*Work instruction:*
Copy out, unchanged, every line from the start of the records to the line that contains "It doesn't deny rust-2018-compatibility", and stop there.

*Data to examine:*
========================================================================

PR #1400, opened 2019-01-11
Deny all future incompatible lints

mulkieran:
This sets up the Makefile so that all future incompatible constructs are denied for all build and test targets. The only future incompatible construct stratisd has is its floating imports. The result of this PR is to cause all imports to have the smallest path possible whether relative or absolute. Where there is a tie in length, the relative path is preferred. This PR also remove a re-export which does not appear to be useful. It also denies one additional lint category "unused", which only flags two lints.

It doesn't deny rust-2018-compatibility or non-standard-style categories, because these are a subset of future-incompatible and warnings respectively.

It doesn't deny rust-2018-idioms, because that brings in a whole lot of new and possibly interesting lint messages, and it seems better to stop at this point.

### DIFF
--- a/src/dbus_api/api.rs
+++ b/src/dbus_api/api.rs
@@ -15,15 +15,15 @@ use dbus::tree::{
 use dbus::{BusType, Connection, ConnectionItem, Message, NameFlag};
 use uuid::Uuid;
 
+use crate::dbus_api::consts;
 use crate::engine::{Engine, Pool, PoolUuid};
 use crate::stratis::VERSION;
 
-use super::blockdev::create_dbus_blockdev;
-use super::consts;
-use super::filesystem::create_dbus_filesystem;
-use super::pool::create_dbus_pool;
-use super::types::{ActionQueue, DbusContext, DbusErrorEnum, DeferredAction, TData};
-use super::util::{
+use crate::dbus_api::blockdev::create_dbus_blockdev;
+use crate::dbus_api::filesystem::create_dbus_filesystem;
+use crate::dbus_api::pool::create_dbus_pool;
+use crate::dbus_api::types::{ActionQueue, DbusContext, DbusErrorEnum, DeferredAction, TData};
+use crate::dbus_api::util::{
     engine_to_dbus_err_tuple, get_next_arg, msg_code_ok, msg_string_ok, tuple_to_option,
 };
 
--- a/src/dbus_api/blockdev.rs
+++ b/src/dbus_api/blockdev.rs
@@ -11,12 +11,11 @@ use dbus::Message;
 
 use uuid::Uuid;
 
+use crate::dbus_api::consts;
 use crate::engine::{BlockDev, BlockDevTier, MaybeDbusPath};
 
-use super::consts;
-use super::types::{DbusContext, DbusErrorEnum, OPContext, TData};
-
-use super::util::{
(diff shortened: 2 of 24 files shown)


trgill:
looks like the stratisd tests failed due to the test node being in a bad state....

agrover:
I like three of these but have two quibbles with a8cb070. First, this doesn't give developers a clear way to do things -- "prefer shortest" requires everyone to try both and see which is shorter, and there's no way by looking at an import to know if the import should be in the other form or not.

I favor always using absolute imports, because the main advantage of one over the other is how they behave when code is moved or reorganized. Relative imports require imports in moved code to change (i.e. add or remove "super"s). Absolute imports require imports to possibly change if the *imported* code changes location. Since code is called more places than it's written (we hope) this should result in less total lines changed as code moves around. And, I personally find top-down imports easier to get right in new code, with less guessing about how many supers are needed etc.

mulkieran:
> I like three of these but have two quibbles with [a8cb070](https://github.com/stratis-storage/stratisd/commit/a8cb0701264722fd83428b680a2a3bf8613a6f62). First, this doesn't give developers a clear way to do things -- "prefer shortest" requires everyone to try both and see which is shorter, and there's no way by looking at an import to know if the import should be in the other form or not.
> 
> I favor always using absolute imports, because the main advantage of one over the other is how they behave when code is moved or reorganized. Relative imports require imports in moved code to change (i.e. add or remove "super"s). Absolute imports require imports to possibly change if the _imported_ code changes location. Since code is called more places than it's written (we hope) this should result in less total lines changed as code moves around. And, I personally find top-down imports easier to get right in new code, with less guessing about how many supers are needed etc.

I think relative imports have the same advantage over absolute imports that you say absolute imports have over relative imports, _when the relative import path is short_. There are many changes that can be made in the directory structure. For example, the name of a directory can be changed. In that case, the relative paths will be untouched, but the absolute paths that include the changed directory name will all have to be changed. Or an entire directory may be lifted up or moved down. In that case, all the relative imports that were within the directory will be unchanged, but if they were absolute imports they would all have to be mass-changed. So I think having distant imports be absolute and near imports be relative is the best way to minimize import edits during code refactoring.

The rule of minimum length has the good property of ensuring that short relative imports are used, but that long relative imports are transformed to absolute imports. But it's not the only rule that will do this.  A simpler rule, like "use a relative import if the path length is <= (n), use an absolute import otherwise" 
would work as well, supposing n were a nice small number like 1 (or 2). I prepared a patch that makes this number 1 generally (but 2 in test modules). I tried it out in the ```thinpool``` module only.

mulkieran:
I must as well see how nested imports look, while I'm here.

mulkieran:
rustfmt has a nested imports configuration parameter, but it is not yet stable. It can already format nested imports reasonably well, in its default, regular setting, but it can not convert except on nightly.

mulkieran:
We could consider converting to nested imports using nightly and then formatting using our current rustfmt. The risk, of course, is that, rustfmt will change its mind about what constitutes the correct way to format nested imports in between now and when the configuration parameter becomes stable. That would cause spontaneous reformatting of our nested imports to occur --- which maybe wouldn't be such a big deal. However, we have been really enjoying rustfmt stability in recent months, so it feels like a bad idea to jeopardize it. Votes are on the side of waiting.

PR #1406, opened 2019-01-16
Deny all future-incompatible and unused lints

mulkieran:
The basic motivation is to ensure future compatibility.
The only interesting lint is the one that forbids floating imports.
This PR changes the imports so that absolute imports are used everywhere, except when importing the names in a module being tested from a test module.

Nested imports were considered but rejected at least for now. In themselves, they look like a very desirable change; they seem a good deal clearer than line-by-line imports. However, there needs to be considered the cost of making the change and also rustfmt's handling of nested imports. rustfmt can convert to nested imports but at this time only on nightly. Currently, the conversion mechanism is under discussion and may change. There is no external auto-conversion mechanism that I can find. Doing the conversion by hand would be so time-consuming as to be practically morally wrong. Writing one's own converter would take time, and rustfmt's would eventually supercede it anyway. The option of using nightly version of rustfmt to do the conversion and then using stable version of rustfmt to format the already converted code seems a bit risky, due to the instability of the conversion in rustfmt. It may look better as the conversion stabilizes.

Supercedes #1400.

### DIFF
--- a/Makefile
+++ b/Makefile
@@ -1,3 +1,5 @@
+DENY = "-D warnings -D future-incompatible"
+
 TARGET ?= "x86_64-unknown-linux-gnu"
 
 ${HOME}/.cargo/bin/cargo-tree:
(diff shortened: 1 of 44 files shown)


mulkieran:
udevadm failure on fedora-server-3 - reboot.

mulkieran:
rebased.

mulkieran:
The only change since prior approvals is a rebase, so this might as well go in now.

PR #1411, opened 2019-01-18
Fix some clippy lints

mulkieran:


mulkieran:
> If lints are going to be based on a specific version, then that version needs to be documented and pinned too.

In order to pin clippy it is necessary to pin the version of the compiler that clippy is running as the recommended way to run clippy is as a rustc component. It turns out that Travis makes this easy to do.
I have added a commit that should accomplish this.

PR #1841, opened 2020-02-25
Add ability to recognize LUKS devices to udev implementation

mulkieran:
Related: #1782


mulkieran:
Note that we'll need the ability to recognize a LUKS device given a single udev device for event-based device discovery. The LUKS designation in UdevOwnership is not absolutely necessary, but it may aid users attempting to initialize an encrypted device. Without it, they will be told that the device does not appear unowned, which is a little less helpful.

========================================================================

*Task response:*
PR #1400, opened 2019-01-11
Deny all future incompatible lints

mulkieran:
This sets up the Makefile so that all future incompatible constructs are denied for all build and test targets. The only future incompatible construct stratisd has is its floating imports. The result of this PR is to cause all imports to have the smallest path possible whether relative or absolute. Where there is a tie in length, the relative path is preferred. This PR also remove a re-export which does not appear to be useful. It also denies one additional lint category "unused", which only flags two lints.

It doesn't deny rust-2018-compatibility or non-standard-style categories, because these are a subset of future-incompatible and warnings respectively.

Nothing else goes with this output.